OpenMD version 1.1.3

We are pleased to announce the release of OpenMD version 1.1.3. This version is a bugfix release, and is recommended for all users of OpenMD. New things include:

  • Fixed a bug in doForces that was causing errors in the total potential
  • Added a count option in StaticProps (useful for counting atoms that match selection criteria)

OpenMD version 1.1.2

We are pleased to announce the release of OpenMD version 1.1.2. This version is largely a bugfix and performance release, and is recommended for all users of OpenMD. New things include:

  • Fixed a bug with FCFLAGS in the configure script
  • Fixed a configure script bug for qhull with C++ compilers
  • Fixed a bug with the conserved quantity in NPTxyz
  • Performance enhancements in main force loop (replaced slow anint with floor & ceiling) (10-20% speedup!)

OpenMD version 1.1.1

We are pleased to announce the release of OpenMD version 1.1.1. This version is largely a bugfix release, and is recommended for all users of OpenMD. New things include:

  • Fixed calls to getCharge for non-charge atoms (triggered by shifted pot / shifted force computations of self-self interactions without point charges on topologically connected molecules).
  • gcc 4.4 compatibility in ProgressBar
  • Revamped the visitor architecture to allow for easier conversion of internal data structures into xyz files for export and display.
  • Added svn revision numbering for banner display.

OpenMD version 1.1

We are pleased to announce the release of OpenMD version 1.1. This version fixes a number of bugs and provides extended functionality for some of the utility programs.
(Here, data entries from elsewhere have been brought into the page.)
PR #69, opened 2021-11-12
Document label/annotation allowlist

bastjan:
## Checklist

### DIFF
--- a/docs/modules/ROOT/pages/references/architecture/namespace-ownership.adoc
+++ b/docs/modules/ROOT/pages/references/architecture/namespace-ownership.adoc
@@ -14,6 +14,13 @@ metadata:
 EOF
 ```
 
+== Labels and Annotations
+
+Kubernetes, various controllers, and OpenShift use labels and annotations, such as `scheduler.alpha.kubernetes.io/node-selector`, on namespaces to manage internal state and some advanced config.
+We don't necessarily know the labels and annotations in advance. This makes denylists hard to implement.
+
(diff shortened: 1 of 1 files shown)


docs/modules/ROOT/pages/references/architecture/namespace-ownership.adoc
```diff
@@ -14,6 +14,13 @@ metadata:
 EOF
 ```
 
+== Labels and Annotations
+
+Kubernetes, various controllers, and OpenShift use labels and annotations, such as `scheduler.alpha.kubernetes.io/node-selector`, on namespaces to manage internal state and some advanced config.
+We don't necessarily know the labels and annotations in advance. This makes denylists hard to implement.
+
+Allowed labels are thus explicitly tracked in an allowlist. `custom.appuio.io/*` was chosen as a prefix for user defined labels.
```
ccremer, line 22:
```suggestion
Kubernetes, various controllers, and OpenShift use labels and annotations, such as `scheduler.alpha.kubernetes.io/node-selector`, on namespaces to manage internal state and some advanced config.
Such logic can have undesired effect over namespaces on a {zone}, thus they have to be managed using allowlists and denylists.
Denylists are hard to implement since the full set of undesired labels is not known in advance and they can change as OpenShift and Kubernetes evolve.

Allowed labels are thus explicitly tracked in an allowlist.
In order to enable users to add labels to namespaces, the prefix `custom.appuio.io/*` was chosen for user defined labels.
```

ccremer (approved):

PR #72, opened 2021-11-24
Add documentation regarding metering setup on a new zone

simu:
## Checklist

### DIFF
--- a/docs/modules/ROOT/pages/how-to/zone-setup.adoc
+++ b/docs/modules/ROOT/pages/how-to/zone-setup.adoc
@@ -139,43 +139,46 @@ parameters:
         remoteWrite:
           - name: appuio-metering
             url: http://thanos-receive.appuio-metering-thanos-receiver.svc:19291/api/v1/receive
+            headers:
+              THANOS-TENANT: '${cluster:name}' <1>
             writeRelabelConfigs:
               - sourceLabels: ['__name__']
-                regex: '(container_memory_usage_bytes|kube_pod_container_resource_requests|kube_persistentvolumeclaim_resource_requests_storage_bytes)' <1>
+                regex: '(container_memory_usage_bytes|kube_pod_container_resource_requests|kube_persistentvolumeclaim_resource_requests_storage_bytes)' <2>
                 action: keep
 
   appuio_metering_thanos_receiver:
     namespace: appuio-metering-thanos-receiver
-    cluster_kubernetes_version: '${dynamic_facts:kubernetesVersion:major}.${dynamic_facts:kubernetesVersion:minor}' <2>
+    cluster_kubernetes_version: '${dynamic_facts:kubernetesVersion:major}.${dynamic_facts:kubernetesVersion:minor}' <3>
     commonConfig:
       volumeClaimTemplate:
         spec:
-          storageClassName: ssd <3>
+          storageClassName: ssd <4>
       # Override default security context for all components
       securityContext: {}
     objectStorageConfig:
       type: S3
       config:
-        bucket: '${cluster:name}-appuio-metering' <4>
-        endpoint: objects.lpg.cloudscale.ch <5>
-        region: lpg <5>
-        access_key: '?{vaultkv:${cluster:tenant}/${cluster:name}/cloudscale/s3_access_key}' <6>
-        secret_key: '?{vaultkv:${cluster:tenant}/${cluster:name}/cloudscale/s3_secret_key}' <6>
+        bucket: '${cluster:name}-appuio-metering' <5>
+        endpoint: objects.lpg.cloudscale.ch <6>
+        region: lpg <6>
+        access_key: '?{vaultkv:${cluster:tenant}/${cluster:name}/cloudscale/s3_access_key}' <7>
+        secret_key: '?{vaultkv:${cluster:tenant}/${cluster:name}/cloudscale/s3_secret_key}' <7>
     query:
       enabled: false # we don't need the querier on the zones
     receive:
       enabled: true
       replicas: 2
 ----
-<1> The set of metrics to collect (as an RE2 regex)
-<2> The cluster's Kubernetes version.
+<1> Send extra `THANOS-TENANT` header so that Thanos Receiver sets a useful `tenant_id` label on the received metrics.
+<2> The set of metrics to collect (as an RE2 regex)
+<3> The cluster's Kubernetes version.
 The example makes use of the `kubernetesVersion` dynamic fact reported by Steward on the cluster.
-<3> The storage class to use for the PVCs for the Thanos Receiver.
+<4> The storage class to use for the PVCs for the Thanos Receiver.
 We highly recommend using a storage class suitable for database workloads.
-<4> The name of the bucket created in the previous step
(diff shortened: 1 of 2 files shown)


docs/modules/ROOT/pages/how-to/zone-setup.adoc
```diff
@@ -117,3 +117,62 @@ parameters:
 
 . Compile and push the cluster catalog
 . Wait for Argo CD to sync the config
+
+== Configure metering metrics collection
+
+We collect a small set of metrics which are used for metering from each zone.
```
ccremer, line 123:
```suggestion
We collect a small set of metrics which are used for metering from each {zone}.
```

docs/modules/ROOT/pages/how-to/zone-setup.adoc
```diff
@@ -117,3 +117,62 @@ parameters:
...
+This is done by deploying a https://thanos.io/tip/components/receive.md/[Thanos Receiver] on each zone and configure the zone's cluster monitoring to send selected metrics to the Thanos Receiver via Prometheus's remote write feature.
+
+. Create an S3 bucket which can be accessed using the same credentials as the cluster's registry bucket.
+Use name `${CLUSTER_ID}-appuio-metering` for the bucket.
```
ccremer, line 127: small name suggestion. `metering` is for me a device or component to measure something. However the metrics we put into the bucket are already measured :)
```suggestion
Use name `${CLUSTER_ID}-appuio-metrics` for the bucket.
```

docs/modules/ROOT/pages/how-to/zone-setup.adoc
```diff
@@ -117,3 +117,62 @@ parameters:
...
+    commonConfig:
+      volumeClaimTemplate:
+        spec:
+          storageClassName: ssd
+      # Override default security context for all components
+      securityContext: {}
+    objectStorageConfig:
+      type: S3
+      config:
+        bucket: c-cluster-id-1234-appuio-metering <3>
```
ccremer, line 158:
```suggestion
        bucket: c-cluster-id-1234-appuio-metrics <3>
```

ccremer (approved):

docs/modules/ROOT/pages/how-to/zone-setup.adoc
simu: I've used metering everywhere, since that's the term which is used in the stories.

ccremer: Well, we use both terms :shrug: 
See e.g. https://kb.vshn.ch/appuio-cloud/references/architecture/metering.html

But I don't think we should be using `metrics` and `metering` interchangeably (as synonyms). For me, metering is the whole process, whereas metrics are just the data part of metering.

@corvus-ch Any opinions?

corvus-ch: For me the term `metering` refers to metrics that are used for statistics and invoicing. `metrics` is more bound to metrics used for monitoring and alerting. That is just my take on it. Whatever naming we choose, we must be able to distinguish between those cases. @mhutter is working on a centralized monitoring that builds on the same tools. Those must remain separated setups and their naming should make it clear.

docs/modules/ROOT/pages/how-to/zone-setup.adoc
```diff
@@ -117,3 +117,62 @@ parameters:
...
+
+== Configure metering metrics collection
+
+We collect a small set of metrics which are used for metering from each zone.
+This is done by deploying a https://thanos.io/tip/components/receive.md/[Thanos Receiver] on each zone and configure the zone's cluster monitoring to send selected metrics to the Thanos Receiver via Prometheus's remote write feature.
+
+. Create an S3 bucket which can be accessed using the same credentials as the cluster's registry bucket.
+Use name `${CLUSTER_ID}-appuio-metering` for the bucket.
+
+. Add configuration
```
corvus-ch, line 129: Is there a reason to not add this to the zone configuration?

docs/modules/ROOT/pages/how-to/zone-setup.adoc
```diff
@@ -117,3 +117,62 @@ parameters:
...
+        remoteWrite:
+          - name: appuio-metering
+            url: http://thanos-receive.syn-thanos.svc:19291/api/v1/receive
+            writeRelabelConfigs:
+              - sourceLabels: ['__name__']
+                regex: '(container_memory_usage_bytes|kube_pod_container_resource_requests|kube_persistentvolumeclaim_resource_requests_storage_bytes)' <1>
+                action: keep
+
+  thanos:
+    cluster_kubernetes_version: '1.22' <2>
```
corvus-ch, line 148: Why not use dynamic facts?

corvus-ch (commented):
I am probably miss some context but this feels to add manual steps which could be covered through the zone configuration in our hierarchy.

As for the naming, `metering` seems to be the way to go.

docs/modules/ROOT/pages/how-to/zone-setup.adoc
ccremer: Hm, if metrics is only for monitoring and alerting, wouldn't that be inconsistent with https://kb.vshn.ch/appuio-cloud/references/architecture/metrics-of-interest.html and ff?
Maybe we need to better define those terms in a separate PR.
Let's go with the `appuio-metering` bucket name for now, it's not that much of an issue for me.

corvus-ch: I agree. And yes, this is bottering me too.

simu: I think we're confusing two levels of abstraction here. On one level of abstraction we have metrics which are relevant for invoicing (what I've been calling "metering metrics" or similar in commit messages and config comments), on the other more abstract level we have the "APPUiO Metering" component (for lack of a better name).

To make it clear to which component this bucket belongs, I've been using the `appuio-metering` suffix to indicate the system component which uses this bucket.

In any case, I agree that we should probably clearly define terms around metrics and metering, but that's clearly out of scope for this PR.

docs/modules/ROOT/pages/how-to/zone-setup.adoc
simu: It is part of the zone configuration, but this how-to is the generic one which doesn't assume that you've got access to the VSHN global defaults (as far as I understand).

docs/modules/ROOT/pages/how-to/zone-setup.adoc
```diff
@@ -117,3 +117,62 @@ parameters:
...
+----
+applications:
+  - thanos
+parameters:
+  openshift4_monitoring:
+    configs:
+      prometheusK8s:
+        remoteWrite:
+          - name: appuio-metering
+            url: http://thanos-receive.syn-thanos.svc:19291/api/v1/receive
```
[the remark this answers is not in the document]
simu: This will most likely be renamed as soon as component-thanos multi-instance support is release

corvus-ch (approved):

It is recommended for all users of OpenMD. New things include:

  • Added a Progress bar to print out how long the simulation has remaining.
  • Fixed ConvexHull code and added “select hull” as valid selection syntax.
  • Fixed over-specificity in md-solvator and fixed installation bug.
  • Fixed parameter typo for minimizer.
  • Fixed gradients for minimization of rigid bodies
  • Added EAM line for Art Voter’s aluminium potential
  • Added NaN / INF detectors to DumpWriter and StatWriter
  • Added a new correlation function (gofrz) to do slab-segregated g(r) calculations. This computes at g(r) for pairs while requiring the z coordinates of the two sites to be at fixed separations. The data is output in: r, z, g(r,z).
  • Fixed a number of bugs in GhostBend and GhostTorsion.
  • Fixed a bug in Torsion (and GhostTorsion) triggered by configurations with colinear atoms. The problem was discovered by Brett Donovan. Thanks, Brett!
  • Added a new CosineBendType
  • Updated the visitor architecture to make it easier to extend
  • Updated Dump2XYZ to output velocities, forces, or vectors if requested.